▶ _TASK_: Report how many lines of the records below include the word "setup". Give nothing but the number.

▶ _GIVEN INFORMATION_:

PR #427, opened 2019-11-04
Add IBMQJob todict method

jwoehr:
### Summary

Added IBMQJob.to_dict()

### Details and comments

Because reasons.


jwoehr:
I'm not sure where it got the idea I'm merging 90 commits ,,, they're all just keeping up with master.

jwoehr:
should I close this and re-fork?

diego-plan9:
Actually, `IBMQJob` should already have a `.to_dict()` due to inheritance - can you elaborate on the rationale? It is not a method that is encouraged to be used, though, as even if the Job is a model class, it has some particularities.

For the 91 commits, usually they are not too big of a problem as the get squashed during the merges. However, for manageability, perhaps recreating your `master` branch (and make it based on this repository master branch) would help in future PRs? It's a matter of personal preference - I tend to recommend keeping your fork's `master` as close as possible to the main repo's `master` (just `pull`ing every now and them from upstream), so when the time of making a new PR comes, you can just base it off your `master` branch and be confident that it contains the latest changes.

jwoehr:
> Actually, `IBMQJob` should already have a `.to_dict()` due to inheritance

I see, it's in `qiskit.validation.BaseModel`

I guess it was the limits of my Python. I wrote a piece of code:

```
_op = getattr(job_exp, 'to_dict', None)
if _op and callable(_op):
    self._pp.pprint(job_exp.to_dict())
else:
    self._pp.pprint(job_exp.__dict__)
```
and tested and it kept going through the second branch. I also tried calling `to_dict()` from the job returned by `execute` from qiskit-ibmq-provider and it just got an error. 

> can you elaborate on the rationale? It is not a method that is encouraged to be used, though, as even if the Job is a model class, it has some particularities.

In my Qis Job project I print the job dictionary if the user requests it so they can go looking for their job result later.

It doesn't really matter, I've found that `job.__dict__` works .. wonder why `job.to_dict()` didn't.

Again, the limits of my Python :)

jwoehr:
>I tend to recommend keeping your fork's `master` as close as possible to the main repo's `master` (just `pull`ing every now and them from upstream), so when the time of making a new PR comes, you can just base it off your `master` branch and be confident that it contains the latest changes.

Yes, I have a script that I run that does that several times a day. Not sure why it showed up as 90 mods, though it certainly pulled master that many times. Git, like Python, is something of a mystery ;)

jwoehr:
Moot.

jyu00:
> Yes, I have a script that I run that does that several times a day. Not sure why it showed up as 90 mods, though it certainly pulled master that many times. Git, like Python, is something of a mystery ;)

Your script probably does a `git merge`, which creates a merge commit every time. An alternative is to do `git rebase` instead. It does not create a new commit, but it could get complicated if you have a lot of commits to move.

PR #623, opened 2024-04-24
feat(setup/rebuild): use OPAMs prefix if possible

W95Psp:
This PR makes the `rebuild.sh` use OPAM prefix if possible, and also adds a warning if using `setup.sh` in a drity checkout of hax, hinting the use to use the rebuild script.


karthikbhargavan (approved):
Works on my setup. This will avoid some confusing errors, thanks!

PR #627, opened 2024-04-24
Retreive more trait refs

Nadrieril:
This PR retrieves trait refs in a few more cases. This is the only thing still needed for charon to build with hax `main`.

This caused issues in the past (see https://github.com/hacspec/hax/commit/a05c21aea91903cd80dfcb67ce194a63648fa670), some of which are solved by the second commit. Let's see if that's all of them.


W95Psp:
Nice, thanks, looking at that ASAP! :smiley:

frontend/exporter/src/types/copied.rs
```diff
@@ -1617,12 +1619,17 @@ pub enum Ty {
         rustc_middle::ty::TyKind::Adt(adt_def, substs) => {
             let def_id = adt_def.did().sinto(state);
             let generic_args: Vec<GenericArg> = substs.sinto(state);
-            Ty::Adt { def_id, generic_args }
+            let param_env = state.base().tcx.param_env(state.owner_id());
+            let trait_refs = solve_item_traits(state, param_env, adt_def.did(), substs, None);
```
W95Psp, line 1623: Just as a not here, I filed https://github.com/hacspec/hax/issues/637
That's what we discussed the other day, but that will be for another PR.

W95Psp (changes requested):
Just one thing, otherwise that looks good to me!

W95Psp (approved):
Thanks, let's get it in! :)

PR #641, opened 2024-04-29
add F* core arch type

franziskuskiefer:
We need some core types. Am I doing this right?

### DIFF
--- a/proof-libs/fstar/core/Core.Core_arch.fsti
+++ b/proof-libs/fstar/core/Core.Core_arch.fsti
@@ -1,0 +1,3 @@
+module Core.Core_arch
+
+include Core.Core_arch.X86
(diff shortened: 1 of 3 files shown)


proof-libs/fstar/core/Core.Core_arch.fsti
```diff
@@ -0,0 +1,3 @@
+module Core.Core_arch
+
+include Core.Core_arch.X86
```
W95Psp, line 3: I don't think we need this `include` here: generated Rust will never have `Core.Core_arch.t___m256i`, always `Core.Core_arch.X86.t___m256i`.
```suggestion
```

proof-libs/fstar/core/Core.fst
```diff
@@ -4,3 +4,4 @@ include Rust_primitives
 include Core.Num
 include Core.Iter
 include Core.Ops
+include Core.Core_arch
```
W95Psp, line 7: Same here, no include is required.
It's nice to `include` things only for definitions we deal with in a special way (e.g. the operator `+.` should always be in scope for every module)

```suggestion
```

PR #651, opened 2024-05-06
feat(engine): allow cast of closures as fn pointers

### LINKED ISSUE #500: Cast of closure as Fn pointers
```rust
fn dummy() {
  let f: fn(&u32) -> &u32 = |x| x;
}
```
is rejected with:
```
error[HAX0001]: (AST import) something is not implemented yet.
                Pointer, with [cast] being (Types.ClosureFnPointer Types.Normal)
  --> traits/src/lib.rs:56:27
   |
56 |     let f: fn(&T) -> &T = |x| x;
```

This is trivial to support: in hax' AST, there is no difference between closures and function pointers, we should just ignore the cast

W95Psp:
Fixes #500

### DIFF
--- a/engine/lib/import_thir.ml
+++ b/engine/lib/import_thir.ml
@@ -865,7 +865,7 @@ end) : EXPR = struct
 
   and c_pointer e typ span cast source =
     match cast with
-    | ReifyFnPointer ->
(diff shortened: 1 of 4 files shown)


franziskuskiefer (approved):
Thanks

PR #654, opened 2024-05-07
fix(ci): remove `specs` tests

W95Psp:
The https://github.com/hacspec/specs repository contains specifications written in hacspec, mainly at the time of hacspec v1.

Since hacspec v1 is deprecated and archived, its library is deprecated as well.

The hacspec lib (https://github.com/hacspec/hacspec/tree/master/lib) doesn't typecheck any longer with `num-bigint` version `0.4.5`.

The hacspec lib dependents on `num-bigint` version `0.4`, not specifying the minor version. The `specs` repository has no `Cargo.lock`, and thus, from a clean `git clone`, `cargo build` pins `num-bigint` to version `0.4.5`, breaking the hacspec library.

This broke https://github.com/hacspec/hax/pull/653 recently, and we had the same kind of errors a couple times before in the past.

Two options were considered:
 - remove the tests related to the specs in the CI of hax;
 - commit a `Cargo.lock`.

The choose the first one: we need to update those specifications to hax anyway: this will add motivation to
https://github.com/hacspec/specs/issues/13.

### DIFF
--- a/.github/workflows/install_and_test.yml
+++ b/.github/workflows/install_and_test.yml
@@ -41,33 +41,6 @@ jobs:
       with:
         repository: 'hacspec/specs'
         path: specs
-        
-    - name: Extract specifications
-      working-directory: specs
-      run: |
-        paths=$(tomlq -r '.workspace.members | .[]' Cargo.toml)
-        for cratePath in $paths; do
-          crate=$(tomlq -r '.package.name' "$cratePath/Cargo.toml")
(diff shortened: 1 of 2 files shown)


franziskuskiefer (approved):

karthikbhargavan (approved):
This is needed to make progress, but we should add an issue with "help wanted" for people who want to upgrade this to use hax instead.

Issue #495, opened 2024-02-05
Frontend crash: escaping bound vars


W95Psp:
hax crashes with

```
thread 'rustc' panicked at '`ProjectionPredicate(AliasTy { substs: [P, (&<I as std::iter::Iterator>::Item,)], def_id: DefId(2:2931 ~ core[02ea]::ops::function::FnOnce::Output) }, Term::Ty(bool))` has escaping bound vars, so it cannot be wrapped in a dummy binder.', /rustc/d59363ad0b6391b7fc5bbb02c9ccf9300eef3753/compiler/rustc_middle/src/ty/mod.rs:1195:26
```

on the following code
```rust
fn iterating(list: Vec<u8>) {
    let _indices: Vec<_> = (0..5).filter(|i| list.iter().any(|n| n == i)).collect();
}
```

_Originally posted by @franziskuskiefer in https://github.com/hacspec/hax/issues/461#issuecomment-1923340633_

W95Psp:
I investigated a bit: I think that comes from hax treating `Clause` as the base brick for manipulating clauses, but `Clause`s might lack bound vars.

There are two options:
 - we may want to always deal with `GenericBounds` instead of `Clause`s
 - we may want to build Clauses directly from `GenericBounds`, computing ids directly from `GenericBounds`

Nadrieril:
Isn't this what we discussed last week, and the solution was proper handling of `Binder`?

W95Psp:
well, indeed it is related, but that's a bit different

But yeah basically we need to go full `PolyChooseYourType` :)

Should be basically about refactoring some stuff, I'm investigating what exactly should be refactored

PR #655, opened 2024-05-07
Bump rustc version

Nadrieril:
Some interesting clause-related changes.

Regarding `Clause` hashing, I think we should either never hash the binder or prevent hashing without a binder; the current middle-ground is error-prone. Consistently ignoring the binder seems fine.

### DIFF
--- a/frontend/exporter/src/types/copied.rs
+++ b/frontend/exporter/src/types/copied.rs
@@ -1,5 +1,6 @@
 use crate::prelude::*;
 use crate::rustc_middle::query::Key;
+use rustc_middle::ty;
 
 /// Reflects [`rustc_hir::definitions::DisambiguatedDefPathData`]
 #[derive(
@@ -2784,7 +2785,6 @@ pub struct Impl<Body: IsBody> {
                 .predicates
                 .iter()
                 .copied()
-                .filter_map(|(pred, span)| Some((pred.as_clause()?, span)))
                 .filter_map(|(clause, span)| super_clause_to_clause_and_impl_expr(s, owner_id, clause, span))
                 .collect::<Vec<_>>()
         } else {
@@ -3272,6 +3272,7 @@ pub enum ClauseKind {
     ConstArgHasType(ConstantExpr, Ty),
     WellFormed(GenericArg),
     ConstEvaluatable(ConstantExpr),
+    TypeWellFormedFromEnv(Ty),
 }
 
 /// Reflects [`rustc_middle::ty::ClauseKind`] and adds a hash-consed clause identifier.
@@ -3329,12 +3330,14 @@ pub struct Binder<T> {
 
 /// Reflects [`rustc_middle::ty::GenericPredicates`]
 #[derive(AdtInto)]
-#[args(<'tcx, S: UnderOwnerState<'tcx>>, from: rustc_middle::ty::GenericPredicates<'tcx>, state: S as tcx)]
+#[args(<'tcx, S: UnderOwnerState<'tcx>>, from: rustc_middle::ty::GenericPredicates<'tcx>, state: S as s)]
 #[derive(
     Clone, Debug, Serialize, Deserialize, JsonSchema, Hash, PartialEq, Eq, PartialOrd, Ord,
 )]
 pub struct GenericPredicates {
     pub parent: Option<DefId>,
+    // FIXME: Switch from `Predicate` to `Clause` (will require correct handling of binders).
+    #[value(self.predicates.iter().map(|(clause, span)| (clause.as_predicate().sinto(s), span.sinto(s))).collect())]
     pub predicates: Vec<(Predicate, Span)>,
 }
 
@@ -3418,7 +3421,6 @@ pub enum PredicateKind {
     Subtype(SubtypePredicate),
     Coerce(CoercePredicate),
     ConstEquate(ConstantExpr, ConstantExpr),
-    TypeWellFormedFromEnv(Ty),
     Ambiguous,
     AliasRelate(Term, Term, AliasRelationDirection),
 }
@@ -3452,22 +3454,25 @@ fn region_bounds_at_current_owner<'tcx, S: UnderOwnerState<'tcx>>(s: &S) -> Gene
         }
     };
 
-    let predicates: Vec<_> = if use_item_bounds {
+    let clauses: Vec<ty::Clause<'tcx>> = if use_item_bounds {
         tcx.item_bounds(s.owner_id())
             .subst_identity()
             .iter()
-            .map(|x| (x.as_predicate(), rustc_span::DUMMY_SP))
             .collect()
     } else {
         tcx.predicates_defined_on(s.owner_id())
             .predicates
-            .into_iter()
-            .cloned()
+            .iter()
+            .map(|(x, _span)| x)
+            .copied()
             .collect()
     };
-    predicates
+    clauses
         .iter()
-        .map(|(pred, _span)| tcx.erase_late_bound_regions(pred.clone().kind()).sinto(s))
+        .map(|clause| {
+            tcx.erase_late_bound_regions(clause.as_predicate().kind())
+                .sinto(s)
+        })
         .collect()
 }
 
--- a/frontend/exporter/src/types/copied.rs
+++ b/frontend/exporter/src/types/copied.rs
@@ -1960,8 +1960,19 @@ pub enum PointerCast {
 pub enum BorrowKind {
     Shared,
     Shallow,
-    Unique,
-    Mut { allow_two_phase_borrow: bool },
+    Mut { kind: MutBorrowKind },
+}
+
+/// Reflects [`rustc_middle::mir::MutBorrowKind`]
+#[derive(AdtInto)]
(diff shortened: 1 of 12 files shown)


W95Psp:
Cool, thanks, will review on Monday!
There is a to_predicate that happens in the hashing, which calls Binder::dummy, that checks if there are any unbound variable, and this can cause panics :(
So that's why I think we should always hash with binders, but I agree that the current situation is pretty bad! But that's not directly related to that PR :)

Nadrieril:
With this PR we no longer call to_predicate before hashing Clauses

W95Psp:
Ah, I had no time to look at the code, that's great then! That's simplifies things
Might help with #495 then

Nadrieril:
There are a few other places where we take shortcuts with binders, we'll have to go through these too

frontend/exporter/src/types/copied.rs
```diff
@@ -3302,12 +3330,14 @@ pub struct Binder<T> {
...
 #[derive(AdtInto)]
-#[args(<'tcx, S: UnderOwnerState<'tcx>>, from: rustc_middle::ty::GenericPredicates<'tcx>, state: S as tcx)]
+#[args(<'tcx, S: UnderOwnerState<'tcx>>, from: rustc_middle::ty::GenericPredicates<'tcx>, state: S as s)]
 #[derive(
     Clone, Debug, Serialize, Deserialize, JsonSchema, Hash, PartialEq, Eq, PartialOrd, Ord,
 )]
 pub struct GenericPredicates {
     pub parent: Option<DefId>,
+    // FIXME: Switch from `Predicate` to `Clause` (will require correct handling of binders).
+    #[value(self.predicates.iter().map(|(clause, span)| (clause.as_predicate().sinto(s), span.sinto(s))).collect())]
```
W95Psp, line 3340: I'm not sure I understand exactly the renaming done in Rustc.
`rustc_middle::ty::Predicate` and `rustc_middle::ty::Clause` are wrapping exactly the same pieces of information, right? from what I understand it's just a nominal difference, and the two types offer two different sets of methods
But that split seems less relevant in hax, since we provide exactly the same data for those two

W95Psp: But then, I don't understand your FIXME comment: both rustc_middle::ty::Predicate and rustc_middle::ty::Clause contains binders of PredicateKind, there should be no difference in term of binders handling

frontend/exporter/src/types/copied.rs
```diff
@@ -3269,16 +3284,29 @@ pub struct Clause {
...
     }
 }
 
+impl<'tcx, S: UnderOwnerState<'tcx>> SInto<S, Clause> for rustc_middle::ty::ClauseKind<'tcx> {
+    fn sinto(&self, s: &S) -> Clause {
+        // FIXME: this is dangerous.
+        rustc_middle::ty::Binder::dummy(self.clone()).sinto(s)
+    }
+}
+
```
W95Psp, line 3309: I think this is OK for this PR, but then we should simplify those things, the predicate indirection is useless now (I'm not sure wether this was useful at any point now :sweat_smile:) and requires wrapping with dummy binders, which indeed is quite dangerous.

W95Psp (approved):
Thank you! :grinning:

Seems OK to me, one thing we should settle on is a vocabulary between clauses and predicates: those things now contain exactly the same pieces of information (if I understand correctly)
We should probably map both Predicate and Clause (from rustc) to Clause (from hax), wdyt?

frontend/exporter/src/types/copied.rs
Nadrieril: To be clear: this PR does not introduce any new `Binder::dummy`, these were moved from somewhere else. I agree we should take the time to remove them at some point.

frontend/exporter/src/types/copied.rs
Nadrieril: I mean, we could just use `Predicate` everywhere, but at the cost of a lot of `=> unreachable!()`.

W95Psp: No, what I mean is that there is both `rustc_middle::ty::Predicate` and `rustc_middle::ty::Clause`, which are both newtypes around:

 [Interned](https://doc.rust-lang.org/nightly/nightly-rustc/rustc_data_structures/intern/struct.Interned.html)<'tcx, [WithCachedTypeInfo](https://doc.rust-lang.org/nightly/nightly-rustc/rustc_middle/ty/struct.WithCachedTypeInfo.html)<[Binder](https://doc.rust-lang.org/nightly/nightly-rustc/rustc_middle/ty/sty/struct.Binder.html)<'tcx, [PredicateKind](https://doc.rust-lang.org/nightly/nightly-rustc/rustc_middle/ty/predicate/type.PredicateKind.html)<'tcx>>>>)

So, this distinction between `Clause` and `Predicate` is purely nominal.

Then, `ClauseKind`, called `Clause` in hax, is indeed a subcase of `PredicateKind`, which itself is a field of `Predicate`.

My point here is that the `clause` in `self.predicates.iter().map(|(clause, span)| (clause.as_predicate(). ....` is of type `rust_middle::ty::Clause`, which is basically exactly a `hax::Predicate`, that is a PredicateKind wrapped into a Binder. So for me, that's not a FIXME, we should just derive a `sinto` for `Clause` that calls `as_predicate` and `sinto` on the result.

frontend/exporter/src/types/copied.rs
W95Psp: Well, I meant the "PolyClauseKind" actually, not the `Predicate` (which is a bit a "PolyPredicateKind" ^^)

frontend/exporter/src/types/copied.rs
Nadrieril: It's not just nominal, a `Clause` is guaranteed to correspond to a predicate with kind `PredicateKind::Clause`, which is useful because that's fewer cases to handle. Would you prefer we lose this information and use `Predicate` everywhere?

frontend/exporter/src/types/copied.rs
Nadrieril: I'm not sure what you mean, but we should definitely be more careful with binders

frontend/exporter/src/types/copied.rs
W95Psp: Wait, there is *no* formal guarantee about the content of a Clause, there isn't even a smart constructor that would reject a `Clause` that contains something else than a `PredicateKind::Clause`.
The only thing we get is the documentation saying "a subset of predicates which can be assumed by the trait solver"

Do you then mean that we should reflect this informal invariant and define a type `type Clause = Binder<UnboundedClause>`, renaming the current `hax::Clause` into `UnboundedClause`?

W95Psp: (well, the API is also quite toward that invariant, since `kind` returns indeed a `Binder<ClauseKind>` -- so having this `Clause` defined as a `Binder<UnboundeClause>` would make sense)

Nadrieril: What do you mean? The only way to construct a `Clause` is with `Predicate::as_clause` isn't it?

Nadrieril: The field of `struct Clause(..)` isn't public

Nadrieril: > Do you then mean that we should reflect this informal invariant and define a type type Clause = Binder<UnboundedClause>, renaming the current hax::Clause into UnboundedClause?

Yep!

W95Psp: Yes, you are right, the invariant was not super clear to me, but that's ok indeed.

Alright, then I guess we should just always produce `Binder<ClauseKind>` clauses, never `ClauseKind` by itself; so we should probably move from `Clause` being defined as `ClauseKind + clause id` to `Clause = {kind: Binder<ClauseKind>, id: ClauseId}`. I'm gonna file an issue for that now

Nadrieril: The problem with that is that we don't have access to the binder when recursively converting `PredicateKind`

Nadrieril: The thing I had in mind was:
```rust
enum PredicateKind {
  Clause(UnboundClause),
  ...
}
```
with an API to get from `Predicate` to `Clause` by mapping the binder over. Maybe there's a simpler option

W95Psp: https://github.com/hacspec/hax/issues/661

Nadrieril: let's discuss there

W95Psp: Resolving this conversation, #661 is a future work

frontend/exporter/src/types/copied.rs
W95Psp: Yes, let's see that later anyway

W95Psp:
Let's merge whenever you want @Nadrieril (do you have permissions to press merge though?)

Nadrieril:
I don't have permissions to merge, you can go ahead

▶ _WRITTEN SOLUTION_: 3